Its proponents say that Mayday and Pan-pan have caused confusion for recipients in the past and that declaring an emergency is clearer and more distinct.
8. Three Signals
Another commonly accepted sign of emergency or distress is to make three of the same signal over and over again.
That is three flashes of light, three evenly spaced-out fires, three whistles, three shots, three flares, etc.
9. X-Marks The Spot
You can also use a large visual X to indicate distress to those flying over the area, and when we say “large” we mean “as large as you can make it”.
It’s not easy to spot details on the ground from hundreds or thousands of feet up in the air. So, get as many logs, branches, rocks, as you can and make a huge X.
You can also make an X with your own body. Lay on your back and repeatedly raise and lower your arms with them fully outstretched on either side of you.
10. Signal Fire
A signal fire is only going to be of interest to a pilot if it is lit AFTER the engine of the aircraft becomes audible to the person on the ground.

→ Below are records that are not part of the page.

PR #1109, opened 2016-07-22
SQL `GROUP BY` RTS-732

andytill:
Tests for SQL `GROUP BY` functionality and upgrade.

### DIFF
--- a/tests/ts_cluster_capabilities_SUITE.erl
+++ b/tests/ts_cluster_capabilities_SUITE.erl
@@ -47,6 +47,7 @@ end_per_group(_GroupName, _Config) ->
 init_per_testcase(_TestCase, Config) ->
     %% tear down the whole cluster before every test
     rtdev:setup_harness('_', '_'),
+    ct:pal("TEST CASE ~p", [_TestCase]),
     Config.
 
 end_per_testcase(_TestCase, _Config) ->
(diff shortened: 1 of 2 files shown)


tests/ts_cluster_capabilities_SUITE.erl
```diff
@@ -0,0 +1,222 @@
...
+groups() ->
+    [].
+
+all() -> 
+    rt:grep_test_functions(?MODULE).
+
+-define(TS_VERSION_CURRENT, "current").
+
+%% git checkout riak_ts-1.3.1 && make locked-deps
+-define(TS_VERSION_1_3, "ts_1.3.1").
```
javajolt: Do we really want to hard-code this? `riak_test` has the notion of `previous` for this reason.  It also has capabilities to set up an old cluster.

andytill: 'fraid so, in the next release previous will be 1.4 and current will be 1.5 so this test won't mean the same thing.

javajolt: Ugh.  That's a huge testing burden because we'll have to keep that devrel version around and distributed everywhere until this test dies.  There is something very 1.3.1-specific?  If so, let's rename the test to reflect that.

andytill: It is 1.3.1 specific, this version doesn't have the select record capability.  At some point, some of these tests will die because there is no chance of having a mixed version cluster with 1.3.1 in.  Happy to rename to whatever makes it easier.

javajolt: What about this: Could `previous` be 1.3.1?  How flexible is this? Would it run potentially on 1.4 -> 1.5 upgrade, too?

andytill: I don't understand what you are proposing.

javajolt:
- `ts_cluster_capabilities_SUITE` passes if specific devrel name is used
- `ts_cluster_group_by_SUITE`

gordonguthrie:
+1 524cce3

You want to create as much smoke as possible using a signal fire and it can help to add green wood which gives off a lot of smoke.
11. Orange And Red Flares
You use an orange flare during daylight and a red one at night.
You only use a flare if you are sure there are either maritime vessels or aircraft nearby, after all, if no one can see your flare, it’s useless.
You may also, on some vessels, have the option of a red parachute flair which better marks your position on the water, this should be used during the day, not at night. After you have been spotted by another vessel.
12. International Code Flags
Assuming you’re on a ship and you have a set of international code flags to hand, then the signal for distress using these flags is to display N over C.